PR #928, opened 2023-02-23
new(modern_bpf): Relax required kernel version for modern bpf

erthalion:
**What type of PR is this?**

> /kind bug

> /kind cleanup

> /kind design

> /kind documentation

> /kind failing-test

/kind feature

> /area API-version

> /area build

> /area CI

> /area driver-kmod

> /area driver-bpf

/area driver-modern-bpf

> /area libscap-engine-bpf

> /area libscap-engine-gvisor

> /area libscap-engine-kmod

> /area libscap-engine-noop

> /area libscap-engine-udig

> /area libscap

> /area libpman

> /area libsinsp

> /area tests

> /area proposals

Currently, modern bpf engine supports only kernels newer than 5.8, assuming all the dependencies (BTF and ring buffer maps) are supported on those kernels. This prevents it from supporting older versions, where BTF and ring buffers were back patched.

Make modern bpf engine to check required dependencies explicitly:

* Examine the kernel config to find out if CONFIG_DEBUG_INFO_BTF is present. The implementation is based on similar functionality in bpftool.

* Use libbpf helpers to verify if ring buffer map type is supported.

* Introduce a new parameter for modern probe engine to pass the custom kernel config path if needed.

```release-note
NONE
```

### DIFF
--- a/userspace/libscap/engine/modern_bpf/scap_modern_bpf.c
+++ b/userspace/libscap/engine/modern_bpf/scap_modern_bpf.c
@@ -62,47 +62,12 @@ static int32_t populate_64bit_interesting_syscalls_table(bool* ppm_sc_array)
 	return ret;
 }
 
-static int32_t check_minimum_kernel_version(char* last_err)
+/*
+ * Verify prerequisites for modern probes are met.
+ */
+static int32_t check_modern_probe_support(char* last_err)
 {
-	uint32_t major = 0;
-	uint32_t minor = 0;
-	uint32_t patch = 0;
-
-	struct utsname info;
-	if(uname(&info) != 0)
-	{
-		if(last_err != NULL)
-		{
-			snprintf(last_err, SCAP_LASTERR_SIZE, "unable to get the kernel version with uname: %s", strerror(errno));
-		}
-		return SCAP_FAILURE;
-	}
-
-	if(sscanf(info.release, "%u.%u.%u", &major, &minor, &patch) != 3)
-	{
-		if(last_err != NULL)
-		{
-			snprintf(last_err, SCAP_LASTERR_SIZE, "unable to parse info.release '%s'. %s", info.release, strerror(errno));
-		}
-		return SCAP_FAILURE;
-	}
-
-	if(major > REQUIRED_MAJOR)
-	{
-		return SCAP_SUCCESS;
-	}
-
-	if(major == REQUIRED_MAJOR && minor > REQUIRED_MINOR)
-	{
-		return SCAP_SUCCESS;
-	}
-
-	if(major == REQUIRED_MAJOR && minor == REQUIRED_MINOR && patch >= REQUIRED_PATCH)
-	{
-		return SCAP_SUCCESS;
-	}
-	snprintf(last_err, SCAP_LASTERR_SIZE, "Actual kernel version is: '%d.%d.%d' while the minimum required is: '%d.%d.%d'\n", major, minor, patch, REQUIRED_MAJOR, REQUIRED_MINOR, REQUIRED_PATCH);
-	return SCAP_FAILURE;
+	return pman_check_support() ? SCAP_SUCCESS : SCAP_FAILURE;
 }
 
 /*=============================== UTILS ===============================*/
@@ -238,7 +203,7 @@ int32_t scap_modern_bpf__init(scap_t* handle, scap_open_args* oargs)
 		return SCAP_FAILURE;
 	}
 
-	if(check_minimum_kernel_version(handle->m_lasterr) != SCAP_SUCCESS)
+	if(check_modern_probe_support(handle->m_lasterr) != SCAP_SUCCESS)
 	{
 		return SCAP_FAILURE;
 	}
--- a/userspace/libpman/src/configuration.c
+++ b/userspace/libpman/src/configuration.c
@@ -146,3 +146,21 @@ int pman_get_required_buffers()
 {
 	return g_state.n_required_buffers;
 }
+
+/*
+ * Probe the kernel for required dependencies, ring buffer maps and tracing
+ * progs needs to be supported.
+ */
+bool pman_check_support()
+{
+	bool res;
+
+	res = libbpf_probe_bpf_map_type(BPF_MAP_TYPE_RINGBUF, NULL) > 0;
+	res = res ?: libbpf_probe_bpf_prog_type(BPF_PROG_TYPE_TRACING, NULL) > 0;
+
+	/* Probe result depends on the success of map creation, no additional
+	 * check required for unprivileged users
+	 */
+
+	return res;
+}


userspace/libscap/engine/modern_bpf/scap_modern_bpf.c
```diff
@@ -62,6 +67,126 @@ static int32_t populate_64bit_interesting_syscalls_table(bool* ppm_sc_array)
...
+		sep = strchr(buf, '=');
+		if (!sep)
+			continue;
+
+		/* Trim ending '\n' */
+		buf[strlen(buf) - 1] = '\0';
+
+		/* Split on '=' and ensure that a value is present. */
+		*sep = '\0';
+		if (!sep[1])
```
Molter73, line 88: [nitpick] Since we are testing for a char, I find it clearer expressed this way, but both are fine
```suggestion
		if (sep[1] == '\0')
```

userspace/libsinsp/sinsp.cpp
```diff
@@ -684,6 +689,11 @@ void sinsp::open_modern_bpf(unsigned long driver_buffer_bytes_dim, uint16_t cpus
 	params.buffer_bytes_dim = driver_buffer_bytes_dim;
 	params.cpus_for_each_buffer = cpus_for_each_buffer;
 	params.allocate_online_only = online_only;
+    params.kernel_config_path = NULL;
+    if (!kernel_config_path.empty())
+    {
+        params.kernel_config_path = kernel_config_path.c_str();
+    }
```
Molter73, line 696: [nit] Indentation got a little out of hand here
```suggestion
	params.kernel_config_path = NULL;
	if (!kernel_config_path.empty())
	{
		params.kernel_config_path = kernel_config_path.c_str();
	}
```

Molter73 (commented):
Overall looks good to me, but I'm not approving so people with more knowledge on the modern BPF probe get a chance to look into it 🙂

userspace/libscap/engine/modern_bpf/scap_modern_bpf.c
```diff
@@ -62,6 +67,126 @@ static int32_t populate_64bit_interesting_syscalls_table(bool* ppm_sc_array)
 	return ret;
 }
 
+static bool read_next_kernel_config_option(gzFile file, char *buf, size_t n,
+					   char **value)
+{
+	char *sep;
+
+	while (gzgets(file, buf, n)) {
```
incertum, line 75: Are we only expecting compressed? Could we support both options?

erthalion: Yes, both ways are supported -- `gzopen` works with uncompressed files as well, falling back to a simple read [1]. In fact I was testing it on an uncompressed config.

[1]: https://www.zlib.net/manual.html

userspace/libscap/engine/modern_bpf/scap_modern_bpf.c
```diff
@@ -29,6 +31,9 @@ limitations under the License.
 #include <sys/utsname.h>
 #include "ringbuffer/ringbuffer.h"
 
+#include <linux/bpf.h>
+#include <bpf/libbpf.h>
```
Andreagit97, line 35: probably the right place to perform these checks is `libpman` the modern bpf engine doesn't use `libbpf` explicitly

Andreagit97:
Ei @erthalion thank you very much for this!! You used `libbpf_probe_bpf_map_type` to check the ring buffer presence, while you searched BTF explicitly looking at the kernel config. Since in the modern bpf probe, we use `BPF_PROG_TYPE_TRACING` programs what about using `libbpf_probe_bpf_prog_type` to check for this kind of program? These programs always need the `vmlinux` in your system so if `libbpf` is correctly able to load them we are sure that BTF are available! In this way, we could avoid the new `kconfig` param and all the manual inspections. What do you think about this approach?

Moreover probably the right place for these checks is `libpman` since all the `libbpf` usages are contained in that library. The modern bpf engine doesn't use `libbpf` explicitly. We could add a simple API like `pman_check_support` that simply calls:

```c
ret = libbpf_probe_bpf_map_type(BPF_MAP_TYPE_RINGBUF, NULL);
ret = ret ?: libbpf_probe_bpf_prog_type(BPF_PROG_TYPE_TRACING, NULL);
```

erthalion:
> Ei @erthalion thank you very much for this!! You used `libbpf_probe_bpf_map_type` to check the ring buffer presence, while you searched BTF explicitly looking at the kernel config. Since in the modern bpf probe, we use `BPF_PROG_TYPE_TRACING` programs what about using `libbpf_probe_bpf_prog_type` to check for this kind of program?

Yeah, makes sense.

> These programs always need the `vmlinux` in your system so if `libbpf` is correctly able to load them we are sure that BTF are available! In this way, we could avoid the new `kconfig` param and all the manual inspections. What do you think about this approach?

It indeed sounds tempting, because the final change set will become much smaller. But error reporting will have to be tighten up to clearly state the cause of failure if `libbpf` wasn't able to load vmlinux btf. After a quick experiment it looks like at the moment it would look like this, which is a bit cryptic:

```
libbpf: failed to parse target BTF: -2
libbpf: failed to perform CO-RE relocations: -2
libbpf: failed to load BPF skeleton 'bpf_probe': -2
libpman: failed to load BPF object (errno: 2 | message: No such file or directory)
```

I'll check if it could be improved as part of the PR.

> Moreover probably the right place for these checks is `libpman` since all the `libbpf` usages are contained in that library. The modern bpf engine doesn't use `libbpf` explicitly. We could add a simple API like `pman_check_support` that simply calls:
> 
> ```c
> ret = libbpf_probe_bpf_map_type(BPF_MAP_TYPE_RINGBUF, NULL);
> ret = ret ?: libbpf_probe_bpf_prog_type(BPF_PROG_TYPE_TRACING, NULL);
> ```

Right, I wasn't sure about this myself, so will try out with `libpman`. I'll post soon an updated version.

erthalion:
@Andreagit97 @incertum @Molter73 here is the new smaller version that handles only required BPF features leaving vmlinux to libbpf. Note, that this approach puts more emphasize on the clean error reporting. One immediate follow-up is #934 , and handling a custom path to vmlinux with BTF will require some extra efforts (libbpf is not great at that). I'm preparing the PR for the latter one as well.

Andreagit97 (approved):
Thank you for that!
/approve

FedeDP (approved):
/approve

Andreagit97:
Sorry just one minor point, if we want to have better logging why don't we use `pman_print_error()` after each `libbpf_probe...()` with a precise description of what is going on, for example, "BTF are not available on your system"


nit: we could remove https://github.com/falcosecurity/libs/pull/928/files#diff-963efeeb7163b733866ca9fbd143acf420b9c0ce4807a63eb3b72c7808462d06R32-R34 these macros since they are no more useful

Andreagit97:
probably we could do that stuff also in https://github.com/falcosecurity/libs/pull/934, in this way we can merge this one :)

erthalion:
Thanks! Will take a look at extending #934.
═══
What to do: Only the number is wanted: how many lines in the entries above contain the word "static"?

Solution to this problem: 6